## Data for this task:
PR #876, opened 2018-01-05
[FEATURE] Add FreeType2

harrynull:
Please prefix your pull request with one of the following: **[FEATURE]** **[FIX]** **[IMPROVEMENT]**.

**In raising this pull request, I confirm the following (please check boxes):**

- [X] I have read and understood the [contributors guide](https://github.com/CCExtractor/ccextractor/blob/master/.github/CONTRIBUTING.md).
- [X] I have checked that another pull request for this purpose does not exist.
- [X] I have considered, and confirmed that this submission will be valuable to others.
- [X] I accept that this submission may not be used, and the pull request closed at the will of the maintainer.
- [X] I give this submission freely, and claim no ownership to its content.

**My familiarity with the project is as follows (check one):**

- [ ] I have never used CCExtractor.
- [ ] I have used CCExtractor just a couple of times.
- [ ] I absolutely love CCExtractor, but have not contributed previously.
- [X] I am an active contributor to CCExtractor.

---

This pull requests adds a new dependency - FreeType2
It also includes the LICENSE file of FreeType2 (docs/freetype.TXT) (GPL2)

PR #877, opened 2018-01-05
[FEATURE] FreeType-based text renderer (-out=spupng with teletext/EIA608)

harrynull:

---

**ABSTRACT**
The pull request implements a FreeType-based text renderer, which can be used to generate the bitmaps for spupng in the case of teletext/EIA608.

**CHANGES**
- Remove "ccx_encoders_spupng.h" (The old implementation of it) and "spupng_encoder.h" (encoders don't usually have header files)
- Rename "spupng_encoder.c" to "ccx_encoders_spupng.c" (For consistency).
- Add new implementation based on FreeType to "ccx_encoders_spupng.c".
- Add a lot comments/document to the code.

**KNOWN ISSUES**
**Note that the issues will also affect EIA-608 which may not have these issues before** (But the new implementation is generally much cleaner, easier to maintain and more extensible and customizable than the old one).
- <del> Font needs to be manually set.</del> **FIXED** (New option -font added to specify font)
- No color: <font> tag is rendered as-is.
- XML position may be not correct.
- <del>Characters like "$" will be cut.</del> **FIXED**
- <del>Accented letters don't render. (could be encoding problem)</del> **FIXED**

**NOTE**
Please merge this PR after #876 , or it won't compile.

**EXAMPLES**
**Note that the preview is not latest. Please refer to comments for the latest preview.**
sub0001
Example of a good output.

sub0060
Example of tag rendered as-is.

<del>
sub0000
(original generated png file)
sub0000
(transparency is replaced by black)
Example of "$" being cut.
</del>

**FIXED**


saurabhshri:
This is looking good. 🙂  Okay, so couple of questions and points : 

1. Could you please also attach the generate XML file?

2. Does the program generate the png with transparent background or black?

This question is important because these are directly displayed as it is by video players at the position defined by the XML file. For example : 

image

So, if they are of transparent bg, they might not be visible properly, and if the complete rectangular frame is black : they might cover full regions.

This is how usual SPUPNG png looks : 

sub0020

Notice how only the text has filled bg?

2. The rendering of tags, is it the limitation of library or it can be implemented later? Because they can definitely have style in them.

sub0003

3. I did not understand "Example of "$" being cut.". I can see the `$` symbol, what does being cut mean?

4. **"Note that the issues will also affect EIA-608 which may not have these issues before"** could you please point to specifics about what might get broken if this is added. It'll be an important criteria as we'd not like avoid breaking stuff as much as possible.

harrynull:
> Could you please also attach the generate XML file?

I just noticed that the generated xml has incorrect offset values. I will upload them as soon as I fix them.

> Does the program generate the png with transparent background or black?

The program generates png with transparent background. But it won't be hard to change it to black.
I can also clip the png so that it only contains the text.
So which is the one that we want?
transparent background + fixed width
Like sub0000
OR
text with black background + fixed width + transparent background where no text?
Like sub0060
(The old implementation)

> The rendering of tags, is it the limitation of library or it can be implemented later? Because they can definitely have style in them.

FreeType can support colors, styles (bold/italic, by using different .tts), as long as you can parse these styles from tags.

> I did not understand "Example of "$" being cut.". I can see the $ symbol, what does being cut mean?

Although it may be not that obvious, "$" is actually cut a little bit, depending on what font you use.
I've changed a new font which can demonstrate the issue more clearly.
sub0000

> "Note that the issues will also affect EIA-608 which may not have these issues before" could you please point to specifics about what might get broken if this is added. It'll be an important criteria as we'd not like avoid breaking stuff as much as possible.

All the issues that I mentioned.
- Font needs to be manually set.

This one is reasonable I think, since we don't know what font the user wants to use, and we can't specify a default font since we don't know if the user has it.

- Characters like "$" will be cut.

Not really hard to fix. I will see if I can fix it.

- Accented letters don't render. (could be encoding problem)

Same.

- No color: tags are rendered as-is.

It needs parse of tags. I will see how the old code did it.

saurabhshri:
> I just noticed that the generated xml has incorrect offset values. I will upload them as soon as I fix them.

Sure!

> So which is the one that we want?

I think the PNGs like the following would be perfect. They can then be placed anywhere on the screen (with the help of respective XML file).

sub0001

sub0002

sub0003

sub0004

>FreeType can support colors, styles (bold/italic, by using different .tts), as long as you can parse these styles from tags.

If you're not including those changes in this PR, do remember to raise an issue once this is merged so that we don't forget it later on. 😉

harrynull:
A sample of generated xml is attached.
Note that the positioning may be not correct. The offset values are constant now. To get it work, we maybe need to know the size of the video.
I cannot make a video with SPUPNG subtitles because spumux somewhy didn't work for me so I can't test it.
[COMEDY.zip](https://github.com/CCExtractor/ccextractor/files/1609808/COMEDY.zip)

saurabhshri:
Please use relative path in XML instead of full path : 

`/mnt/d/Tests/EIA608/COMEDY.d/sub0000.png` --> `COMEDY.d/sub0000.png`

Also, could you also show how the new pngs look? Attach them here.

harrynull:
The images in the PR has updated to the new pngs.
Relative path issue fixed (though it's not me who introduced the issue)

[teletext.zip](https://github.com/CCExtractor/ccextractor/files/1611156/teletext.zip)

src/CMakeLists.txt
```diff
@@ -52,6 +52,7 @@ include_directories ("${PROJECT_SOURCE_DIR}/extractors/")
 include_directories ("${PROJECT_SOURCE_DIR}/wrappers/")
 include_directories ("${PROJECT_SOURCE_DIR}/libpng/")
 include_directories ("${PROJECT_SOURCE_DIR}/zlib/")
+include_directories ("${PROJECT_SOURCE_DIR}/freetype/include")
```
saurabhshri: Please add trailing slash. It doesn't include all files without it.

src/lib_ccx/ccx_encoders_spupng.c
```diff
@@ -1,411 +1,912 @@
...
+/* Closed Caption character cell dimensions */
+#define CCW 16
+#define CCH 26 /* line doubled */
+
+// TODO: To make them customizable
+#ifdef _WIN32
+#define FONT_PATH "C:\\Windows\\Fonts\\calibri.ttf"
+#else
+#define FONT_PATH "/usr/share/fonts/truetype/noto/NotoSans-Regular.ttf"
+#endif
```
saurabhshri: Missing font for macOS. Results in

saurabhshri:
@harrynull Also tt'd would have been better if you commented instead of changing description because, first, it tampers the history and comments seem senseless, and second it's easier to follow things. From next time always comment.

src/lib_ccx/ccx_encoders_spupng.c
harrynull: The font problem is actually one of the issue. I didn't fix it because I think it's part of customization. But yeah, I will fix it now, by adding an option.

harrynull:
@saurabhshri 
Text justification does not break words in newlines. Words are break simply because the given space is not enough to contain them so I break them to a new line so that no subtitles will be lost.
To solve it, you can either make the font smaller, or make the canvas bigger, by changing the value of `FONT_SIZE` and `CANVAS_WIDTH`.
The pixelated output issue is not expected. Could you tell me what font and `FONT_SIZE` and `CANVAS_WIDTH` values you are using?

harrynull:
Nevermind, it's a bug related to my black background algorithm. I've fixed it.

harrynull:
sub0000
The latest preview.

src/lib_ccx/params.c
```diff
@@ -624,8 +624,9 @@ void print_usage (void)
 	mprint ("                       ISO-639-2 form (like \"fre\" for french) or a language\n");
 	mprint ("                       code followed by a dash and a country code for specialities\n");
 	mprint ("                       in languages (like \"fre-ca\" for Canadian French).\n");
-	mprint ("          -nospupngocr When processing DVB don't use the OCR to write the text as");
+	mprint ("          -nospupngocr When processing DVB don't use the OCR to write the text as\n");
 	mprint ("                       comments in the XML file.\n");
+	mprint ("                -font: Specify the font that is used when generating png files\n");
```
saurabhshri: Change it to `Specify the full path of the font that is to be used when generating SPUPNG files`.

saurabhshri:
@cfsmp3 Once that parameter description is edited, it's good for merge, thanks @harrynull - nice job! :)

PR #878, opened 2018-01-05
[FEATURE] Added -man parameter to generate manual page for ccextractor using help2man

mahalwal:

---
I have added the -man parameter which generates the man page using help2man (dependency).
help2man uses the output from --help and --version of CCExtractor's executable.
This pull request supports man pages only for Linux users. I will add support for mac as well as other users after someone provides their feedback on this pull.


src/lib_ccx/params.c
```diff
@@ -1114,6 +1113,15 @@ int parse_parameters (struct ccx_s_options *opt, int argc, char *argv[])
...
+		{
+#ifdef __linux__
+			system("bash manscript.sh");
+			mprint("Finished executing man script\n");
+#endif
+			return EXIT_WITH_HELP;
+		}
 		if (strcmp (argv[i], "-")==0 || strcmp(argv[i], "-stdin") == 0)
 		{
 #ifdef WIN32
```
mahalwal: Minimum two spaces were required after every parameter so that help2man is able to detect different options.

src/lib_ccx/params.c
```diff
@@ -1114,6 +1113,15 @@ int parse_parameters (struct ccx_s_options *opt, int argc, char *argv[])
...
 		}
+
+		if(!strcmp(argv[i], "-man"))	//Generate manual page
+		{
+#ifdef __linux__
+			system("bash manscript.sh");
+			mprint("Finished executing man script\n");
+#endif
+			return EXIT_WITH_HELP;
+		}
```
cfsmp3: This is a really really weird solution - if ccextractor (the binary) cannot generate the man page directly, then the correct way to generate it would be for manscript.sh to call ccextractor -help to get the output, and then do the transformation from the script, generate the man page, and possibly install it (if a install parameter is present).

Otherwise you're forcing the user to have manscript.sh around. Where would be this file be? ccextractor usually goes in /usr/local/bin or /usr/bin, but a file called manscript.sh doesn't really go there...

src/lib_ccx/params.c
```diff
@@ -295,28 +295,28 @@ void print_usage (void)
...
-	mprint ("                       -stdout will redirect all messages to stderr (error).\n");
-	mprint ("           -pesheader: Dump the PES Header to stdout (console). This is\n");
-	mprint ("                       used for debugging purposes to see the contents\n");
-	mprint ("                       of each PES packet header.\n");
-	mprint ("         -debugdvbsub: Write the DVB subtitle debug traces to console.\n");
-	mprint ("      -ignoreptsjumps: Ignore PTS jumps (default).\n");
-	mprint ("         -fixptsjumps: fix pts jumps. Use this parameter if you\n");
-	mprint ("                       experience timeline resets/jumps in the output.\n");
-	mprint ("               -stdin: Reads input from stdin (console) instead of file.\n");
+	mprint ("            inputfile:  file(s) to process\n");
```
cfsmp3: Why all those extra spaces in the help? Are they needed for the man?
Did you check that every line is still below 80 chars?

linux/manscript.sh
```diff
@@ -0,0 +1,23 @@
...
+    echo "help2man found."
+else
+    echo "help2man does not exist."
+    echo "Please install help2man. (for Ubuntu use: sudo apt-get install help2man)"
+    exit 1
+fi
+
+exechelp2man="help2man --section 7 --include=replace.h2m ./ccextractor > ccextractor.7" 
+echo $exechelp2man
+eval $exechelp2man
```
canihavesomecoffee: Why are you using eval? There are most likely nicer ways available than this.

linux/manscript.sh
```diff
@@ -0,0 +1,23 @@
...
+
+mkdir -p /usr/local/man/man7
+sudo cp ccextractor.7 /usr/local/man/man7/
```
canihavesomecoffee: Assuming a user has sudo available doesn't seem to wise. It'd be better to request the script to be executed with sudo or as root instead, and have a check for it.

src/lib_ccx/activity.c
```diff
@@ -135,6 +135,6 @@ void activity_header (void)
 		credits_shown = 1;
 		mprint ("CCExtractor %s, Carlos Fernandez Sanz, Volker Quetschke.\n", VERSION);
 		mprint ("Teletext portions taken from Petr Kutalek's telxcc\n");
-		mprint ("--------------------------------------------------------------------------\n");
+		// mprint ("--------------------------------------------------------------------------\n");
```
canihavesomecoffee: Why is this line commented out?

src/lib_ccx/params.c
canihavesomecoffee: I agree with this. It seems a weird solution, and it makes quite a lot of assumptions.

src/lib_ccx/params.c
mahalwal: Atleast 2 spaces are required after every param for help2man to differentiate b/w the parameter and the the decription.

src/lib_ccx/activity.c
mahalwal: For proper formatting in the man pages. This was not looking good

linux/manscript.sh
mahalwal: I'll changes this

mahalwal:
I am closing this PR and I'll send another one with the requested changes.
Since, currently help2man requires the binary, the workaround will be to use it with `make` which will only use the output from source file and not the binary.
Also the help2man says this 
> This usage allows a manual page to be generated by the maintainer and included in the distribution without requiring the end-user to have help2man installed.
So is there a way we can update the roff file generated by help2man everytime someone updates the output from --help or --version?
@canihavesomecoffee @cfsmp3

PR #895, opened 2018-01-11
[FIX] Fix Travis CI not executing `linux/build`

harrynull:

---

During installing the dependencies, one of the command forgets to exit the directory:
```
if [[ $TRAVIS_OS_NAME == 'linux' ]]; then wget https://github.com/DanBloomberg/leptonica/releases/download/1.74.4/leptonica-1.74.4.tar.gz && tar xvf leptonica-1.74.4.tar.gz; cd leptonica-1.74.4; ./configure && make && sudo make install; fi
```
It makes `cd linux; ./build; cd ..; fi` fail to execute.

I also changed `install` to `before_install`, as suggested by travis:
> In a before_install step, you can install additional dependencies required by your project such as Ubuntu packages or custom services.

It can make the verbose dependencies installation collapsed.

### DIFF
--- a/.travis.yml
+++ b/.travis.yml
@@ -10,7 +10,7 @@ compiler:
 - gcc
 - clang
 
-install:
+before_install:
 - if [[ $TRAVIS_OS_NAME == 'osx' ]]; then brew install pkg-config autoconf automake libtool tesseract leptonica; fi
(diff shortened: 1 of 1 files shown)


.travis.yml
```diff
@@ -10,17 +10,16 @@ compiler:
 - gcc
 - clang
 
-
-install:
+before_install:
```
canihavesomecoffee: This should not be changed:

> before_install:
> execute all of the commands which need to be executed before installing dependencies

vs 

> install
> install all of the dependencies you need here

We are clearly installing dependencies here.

## Instructions to follow:
All lines from the beginning of the entries through the line marked "- [X] I have considered, and" are to be output exactly; nothing else belongs in the answer.

## Result below:
PR #876, opened 2018-01-05
[FEATURE] Add FreeType2

harrynull:
Please prefix your pull request with one of the following: **[FEATURE]** **[FIX]** **[IMPROVEMENT]**.

**In raising this pull request, I confirm the following (please check boxes):**

- [X] I have read and understood the [contributors guide](https://github.com/CCExtractor/ccextractor/blob/master/.github/CONTRIBUTING.md).
- [X] I have checked that another pull request for this purpose does not exist.
- [X] I have considered, and confirmed that this submission will be valuable to others.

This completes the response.